BRIEF – Each line below with the string "jobs" should be copied.

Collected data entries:
PR #4297, opened 2024-02-11
Remove FederationInfo

joschisan:
Many methods were never used, the invite_code field was never read. Every time this struct was created from an invite code the caller just wanted to obtain the client config.

### DIFF
--- a/fedimint-client/src/lib.rs
+++ b/fedimint-client/src/lib.rs
@@ -103,7 +103,7 @@ use fedimint_core::module::{
     ApiVersion, MultiApiVersion, SupportedApiVersionsSummary, SupportedCoreApiVersions,
     SupportedModuleApiVersions,
 };
-use fedimint_core::task::{sleep, MaybeSend, MaybeSync, TaskGroup};
+use fedimint_core::task::{MaybeSend, MaybeSync, TaskGroup};
 use fedimint_core::transaction::Transaction;
 use fedimint_core::util::{BoxStream, NextOrPending};
 use fedimint_core::{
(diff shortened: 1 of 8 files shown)


elsirion (changes requested):
The whole point of this struct is to allow 3rd party integrators to gather some basic information about the federation to show to users before joining. I guess we could try to merge its functionality with the `ClientConfig` type now that we can generate `InviteCode`s from config again (that wasn't possible when this type was created).

joschisan:
I think porting the functionality to the client config makes sense as FederationInfo is practically only a wrapper around the config since we can generate invite codes from the client config. What functionality would you like to see ported?

elsirion:
The whole public interface except `from_config` I guess, since there was a reason to add ever fn (not inside our code base, but really useful when building a client app).

fedimint-client/src/lib.rs
```diff
@@ -2214,29 +2159,66 @@ pub async fn get_invite_code_from_db(db: &Database) -> Option<InviteCode> {
 
 /// Tries to download the client config from the federation,
 /// attempts up to `retries` number times
```
elsirion, line 2161: `retries` isn't an argument anymore.

fedimint-client/src/lib.rs
```diff
@@ -2214,29 +2159,66 @@ pub async fn get_invite_code_from_db(db: &Database) -> Option<InviteCode> {
...
-async fn try_download_config(
-    invite_code: InviteCode,
-    max_retries: usize,
-) -> anyhow::Result<ClientConfig> {
+pub async fn download_client_config(invite_code: &InviteCode) -> anyhow::Result<ClientConfig> {
```
elsirion, line 2162: Can we make this a constructor/member of `ClientConfig` to replicate the `FederationInfo` interface. I.e. the user should be able to call `ClientConfig::download_with_invite(invite)` or something similar.

fedimint-core/src/config.rs
```diff
@@ -190,6 +191,26 @@ impl ClientConfig {
...
+        };
+        serde_json::from_str(str_value).context(format!("Decoding meta field '{key}' failed"))
+    }
+
+    /// Creates an API client for the federation
+    pub fn api(&self) -> DynGlobalApi {
+        DynGlobalApi::from_config(self)
+    }
+
+    pub fn invite_code(&self, peer: &PeerId) -> Option<InviteCode> {
```
elsirion, line 208: Documentation needed: what does the `peer` argument do?

joschisan: Done

fedimint-client/src/lib.rs
joschisan: Done

fedimint-client/src/lib.rs
joschisan: Done

fedimint-core/src/config.rs
```diff
@@ -190,6 +196,94 @@ impl ClientConfig {
...
+    /// be used to download this client config
+    pub fn invite_code(&self, peer: &PeerId) -> Option<InviteCode> {
+        self.global
+            .api_endpoints
+            .get(peer)
+            .map(|peer_url| InviteCode::new(peer_url.url.clone(), *peer, self.federation_id()))
+    }
+
+    /// Tries to download the client config from the federation,
+    /// attempts to retry teb times before giving up.
```
elsirion, line 223: Nit: `s/teb/ten/`?

elsirion (approved):

fedimint-core/src/config.rs
elsirion: still relevant, but whatever …

elsirion (approved):

elsirion:
Might be worth incorporating #4371 into this PR too or a follow-up.

justinmoon (approved):

PR #4303, opened 2024-02-12
fix(flake): don't install some irrelevant things

dpc:


flake.nix
```diff
@@ -293,9 +293,6 @@
                   pkgs.nodePackages.bash-language-server
                 ] ++ lib.optionals (!stdenv.isAarch64 && !stdenv.isDarwin) [
                   pkgs.semgrep
-                ] ++ lib.optionals (stdenv.isLinux) [
-                  pkgs.xclip
-                  pkgs.wl-clipboard
```
maan2003, line 298: these are clipboard for in mprocs, but user should install this globally.

@elsirion was having issues

justinmoon: Yea IIRC those can be useful. Perhaps we should have comments explaining what deps are used for?

dpc: I started looking into it because availability on `xclip` make helix not generate OSC 52 codes. And as a wayland user, I don't want  xclip on my desktop boxes anyway.

PR #4304, opened 2024-02-12
feat: wasm ecash tests

maan2003:
hopefully this will catch more wasm bugs on master

### DIFF
--- a/fedimint-wasm-tests/src/lib.rs
+++ b/fedimint-wasm-tests/src/lib.rs
@@ -88,11 +88,15 @@ mod faucet {
 
 wasm_bindgen_test::wasm_bindgen_test_configure!(run_in_browser);
 mod tests {
+    use std::time::Duration;
+
+    use anyhow::anyhow;
     use fedimint_client::derivable_secret::DerivableSecret;
     use fedimint_core::Amount;
     use fedimint_ln_client::{
         LightningClientModule, LnPayState, LnReceiveState, OutgoingLightningPayment, PayType,
     };
+    use fedimint_mint_client::{MintClientModule, ReissueExternalNotesState};
     use futures::StreamExt;
     use wasm_bindgen_test::wasm_bindgen_test;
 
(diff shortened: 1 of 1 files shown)


fedimint-wasm-tests/src/lib.rs
```diff
@@ -208,4 +212,43 @@ mod tests {
...
+            .subscribe_reissue_external_notes(operation_id)
+            .await?
+            .into_stream();
+        loop {
+            match updates.next().await {
+                Some(ReissueExternalNotesState::Done) => {
+                    break;
+                }
+                Some(ReissueExternalNotesState::Failed(error)) => {
+                    return Err(anyhow::anyhow!("reissue failed {error}"));
```
bradleystachurski, line 234: [nit] 
```suggestion
                    return Err(anyhow!("reissue failed {error}"));
```

fedimint-wasm-tests/src/lib.rs
```diff
@@ -208,4 +212,43 @@ mod tests {
 
         Ok(())
     }
+
+    async fn send_and_recv_ecash_once(
+        client: fedimint_client::ClientArc,
+    ) -> Result<(), anyhow::Error> {
+        let mint = client.get_first_module::<MintClientModule>();
+        let (_, notes) = mint
+            .spend_notes(Amount::from_sats(11), Duration::from_secs(10000), false, ())
```
bradleystachurski, line 221: I've noticed 10 seconds for `try_cancel_after` in other mint tests. Would it make sense to reduce here?

bradleystachurski (commented):
Thanks for the additional coverage! Curious about the `try_cancel_after` value, but otherwise looks good.

fedimint-wasm-tests/src/lib.rs
dpc: This is for cancellation that shouldn't be needed here and isn't waited for. I'd be a bit worried that it's too little and under heavy load possibly it could fail due to it?

dpc (dismissed):

bradleystachurski (approved):

fedimint-wasm-tests/src/lib.rs
maan2003: no, we never want client to cancel the ecash here, because are reissuing it in very next step.

PR #4258, opened 2024-02-07
chore: check out if nix-fast-build would work for us

dpc:

PR #4314, opened 2024-02-13
fix: switch back to `nix build` for release builds on master

dpc:
For these we do want to produce the final binary every time, and their runtime is not as important.

Re #4258

### DIFF
--- a/.github/workflows/ci-nix.yml
+++ b/.github/workflows/ci-nix.yml
@@ -412,7 +412,7 @@ jobs:
             deb: fedimint-gateway
 
     runs-on: buildjet-4vcpu-ubuntu-2004
-    timeout-minutes: 30
+    timeout-minutes: 60
     steps:
       - uses: actions/checkout@v4
       - uses: cachix/install-nix-action@v25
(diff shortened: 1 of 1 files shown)


oleonardolima (approved):
ACK

.github/workflows/ci-nix.yml
```diff
@@ -444,7 +452,7 @@ jobs:
         run: |
           bins="${{ matrix.build.bins }}"
           for bin in ${bins//,/ } ; do
-            nix run "github:Mic92/nix-fast-build?rev=4376b8a33b217ee2f78ba3dcff01a3e464d13a46" -- --skip-cached --no-nom --flake .#legacyPackages.$(nix eval --raw --impure --expr builtins.currentSystem).$bin && sha256sum "./result/bin/$bin"
+            nix build .#$bin && sha256sum "./result/bin/$bin"
```
bradleystachurski, line 455: Is this step meant to have a test similar to the check versions step above? I believe this only prints the sha256 hash without comparing.

```
bin=fedimint-cli
nix build .#$bin && sha256sum "./result/bin/$bin"
20e9140fd21367f8b53f6a26f2a75bcf7191b5124058722c3f991e3e4e1b8e58  ./result/bin/fedimint-cli
```

bradleystachurski (approved):

.github/workflows/ci-nix.yml
dpc: It's only for printing, so one can take it from CI output and compare with a local build.

justinmoon (approved):

PR #4317, opened 2024-02-13
fix(ci): client-pkgs doesn't contain any binaries (v0.2)

dpc:
This is fixed already on `master`, and produces an empty deb&rpm release artifacts.

### DIFF
--- a/.github/workflows/ci-nix.yml
+++ b/.github/workflows/ci-nix.yml
@@ -345,9 +345,6 @@ jobs:
     strategy:
       matrix:
         build:
-          - flake-output: client-pkgs
-            bins: ""
-            deb: fedimint
           - flake-output: fedimint-pkgs
             bins: fedimintd,fedimint-cli,fedimint-dbtool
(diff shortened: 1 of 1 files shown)


justinmoon (approved):

bradleystachurski:
Do we only require one approval to merge to `releases/v0.2`? If yes, do we want to bump to 2?

dpc:
> Do we only require one approval to merge to `releases/v0.2`? If yes, do we want to bump to 2?

It's only one. The idea is that v0.2 is mostly backports (already at least architecturally approved) and minor tweaks, so it doesn't need all that much attention.

bradleystachurski:
> > Do we only require one approval to merge to `releases/v0.2`? If yes, do we want to bump to 2?
> 
> It's only one. The idea is that v0.2 is mostly backports (already at least architecturally approved) and minor tweaks, so it doesn't need all that much attention.

Gotcha, thanks for the context 👍

Issue #4225, opened 2024-02-03
Devimint should save one invite code per guardian


justinmoon:
Currently devimint just save 1 invite code for the whole federation. But since invite codes currently only encode a single guardian url, but commit to the others, this invite code isn't usable if the guardian who issued this invite code is offline. This was just causing a test with one guardian offline to randomly fail for me.

https://github.com/fedimint/fedimint/blob/7fe0a203af3bd9683d4f856baa9c517ec9bad2f6/devimint/src/federation.rs#L171-L179

kernelkind:
Hi, this is my first issue so I'm going to describe my thought processes for how I plan on solving it.

It looks like this issue occurs because only one of the guardian's urls is saved in the invite code. Instead, all of the guardian's urls should be saved to the `InviteCode` struct. 

https://github.com/fedimint/fedimint/blob/06dcc978fa48d73ad61cbc48c6dafb42325149e7/fedimint-core/src/api.rs#L771C1-L776C6
should be modified to be:
```
new(api_endpoints: Vec<(PeerId, SafeUrl)>, federation_id: FederationId) -> Self
```
Then, each entry in `api_endpoints` can be saved as an `InviteCodeData::Api`.

 https://github.com/fedimint/fedimint/blob/06dcc978fa48d73ad61cbc48c6dafb42325149e7/fedimint-core/src/api.rs#L779C5-L779C33
 
becomes `InviteCode::urls(&self) -> Vec<SafeUrl>`

and

https://github.com/fedimint/fedimint/blob/06dcc978fa48d73ad61cbc48c6dafb42325149e7/fedimint-core/src/api.rs#L791C5-L791C33

becomes `InviteCode:peers(&self) -> Vec<PeerId>`

All of the usages of `InviteCode::new` would of course be modified to accommodate this new constructor, including
https://github.com/fedimint/fedimint/blob/06dcc978fa48d73ad61cbc48c6dafb42325149e7/fedimint-server/src/config/mod.rs#L262C1-L270C6

Instead of only including the current api endpoint, include all of them (all of the guardians). This method is used to write the invite code to the `invite-code` file.

Then, in `federation.rs`, since the invite code will contain the urls for all of the guardians, it's fine to just get the invite code from the first guardian since they will all contain the urls for all of the guardians.

elsirion:
@kernelkind this would make the invite codes quite large. I think what @justinmoon meant was saving all possible invited codes, such that a different one can be tried in tests.

[...]

PR #4318, opened 2024-02-13
feat: save invite code for each guardian

kernelkind:
Closes: https://github.com/fedimint/fedimint/issues/4225

The code compiles, but I didn't write any tests for it because I'm not sure where to put them. All of the tests in `tests.rs` seem like big integration tests and testing the small `Federation::invite_code_for` method along side the other big integration tests doesn't seem good.

### DIFF
--- a/devimint/src/federation.rs
+++ b/devimint/src/federation.rs
@@ -147,7 +147,7 @@ impl Federation {
         servers: usize,
     ) -> Result<Self> {
         let mut members = BTreeMap::new();
-        let mut vars = BTreeMap::new();
+        let mut peer_to_env_vars_map = BTreeMap::new();
 
         let peers: Vec<_> = (0..servers).map(|id| PeerId::from(id as u16)).collect();
         let params: HashMap<PeerId, ConfigGenParams> = local_config_gen_params(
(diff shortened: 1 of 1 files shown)


devimint/src/federation.rs
```diff
@@ -170,18 +170,28 @@ impl Federation {
...
-        info!("moved client configs");
+        let cfg_dir: &str = utf8(cfg_dir);
+        let invite_code_filename_original = String::from("invite-code");
+        for (index, var) in &vars {
+            let out_dir: &PathBuf = &var.FM_DATA_DIR;
+            let out_dir = utf8(out_dir);
+            // move configs to config directory
+
+            let invite_code_filename_indexed = format!("invite-code-{}", index);
+            let invite_code_filename_new: String = if index == &0 {
```
m1sterc001guy, line 182: Is there a reason why we're special casing index 0? Seems to me the code here and below would be simpler if it just always expected the files to be named `invite-code-X`, even for the 0th peer

kernelkind: I definitely agree it would be simpler. My thought process was that it would avoid any backwards compatibility issues that could arise, and there are a few other places the `invite-code` file was used so I didn't want to cause any issues:
- `fedimint-server/src/config/io.rs`
- `devimint/src/bin/faucet.rs`
- `devimint/src/cli.rs`

If these are irrelevant, then I can happily make the change to simplify the code.

dpc: Make a copy in both places first, then as a follow-up we could get rid of places that use the old path.

justinmoon (approved):

devimint/src/federation.rs
```diff
@@ -170,17 +170,32 @@ impl Federation {
...
-        .context("moving invite code file")?;
+        .context("copying invite-code file")?;
+
+        // copy over each guardian's invite-code file to the client's directory
+        // appending the guardian id to the end
+        for (index, var) in &vars {
+            let out_dir = utf8(&var.FM_DATA_DIR);
+
+            let invite_code_filename_indexed = format!("{invite_code_filename_original}-{}", index);
+            tokio::fs::rename(
```
dpc, line 192: Comment says "copy", here is `rename`. I'm confused. :D

devimint/src/federation.rs
```diff
@@ -170,17 +170,32 @@ impl Federation {
...
 
-        let out_dir = &vars[&0].FM_DATA_DIR;
-        let cfg_dir = &process_mgr.globals.FM_CLIENT_DIR;
-        let out_dir = utf8(out_dir);
-        let cfg_dir = utf8(cfg_dir);
         // move configs to config directory
-        tokio::fs::rename(
-            format!("{out_dir}/invite-code"),
-            format!("{cfg_dir}/invite-code"),
+        let cfg_dir = utf8(&process_mgr.globals.FM_CLIENT_DIR);
```
dpc, line 174: We should stop using `cfg` for "client dir".

devimint/src/federation.rs
```diff
@@ -170,17 +170,32 @@ impl Federation {
...
+        let invite_code_filename_original = "invite-code";
+
+        // copy over invite-code file to client directory
+        let out_dir = utf8(&vars[&0].FM_DATA_DIR);
```
dpc, line 178: It's not something this change introduces but `vars` is confusing and not informative. :D

devimint/src/federation.rs
```diff
@@ -203,6 +218,13 @@ impl Federation {
         Ok(invite_code)
     }
 
+    pub fn invite_code_for(&self, peer_id: u16) -> Result<String> {
```
dpc, line 221: `self` not used?

kernelkind: Should `Federation::invite_code(&self) -> Result<String>` be changed to `Federation::invite_code() -> Result<String>` as well? This method is already being used and all of the places it is used would need to be changed since it would become an associated function instead of a method without `self`

kernelkind:
I've been amending the commit & force pushing, is that the desired workflow? Or should I make additional commits when there are comments to address?

m1sterc001guy (dismissed):

devimint/src/federation.rs
```diff
@@ -203,6 +225,13 @@ impl Federation {
         Ok(invite_code)
     }
 
+    pub fn invite_code_for(peer_id: u16) -> Result<String> {
```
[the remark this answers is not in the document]
m1sterc001guy: Sure, push a new commit and I'll re-approve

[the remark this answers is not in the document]
kernelkind: There was no need to call `into` as `PeerId` implements `Display`

m1sterc001guy (approved):

devimint/src/federation.rs
```diff
@@ -158,34 +158,56 @@ impl Federation {
...
-            format!("{out_dir}/invite-code"),
-            format!("{cfg_dir}/invite-code"),
+        let client_dir = utf8(&process_mgr.globals.FM_CLIENT_DIR);
+        let invite_code_filename_original = "invite-code";
+
+        // copy over invite-code file to client directory
+        let peer_data_dir = utf8(&peer_to_env_vars_map[&0].FM_DATA_DIR);
+        tokio::fs::copy(
+            format!("{peer_data_dir}/{invite_code_filename_original}"),
+            format!("{client_dir}/{invite_code_filename_original}"),
```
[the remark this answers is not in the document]
kernelkind: Yes, the `invite-code` file is identical to `invite-code-0`, and yeah, it was left so it didn't break code elsewhere which relies on the presence of `invite-code`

ANSWER AREA –
@@ -412,7 +412,7 @@ jobs:
@@ -444,7 +452,7 @@ jobs:
@@ -345,9 +345,6 @@ jobs:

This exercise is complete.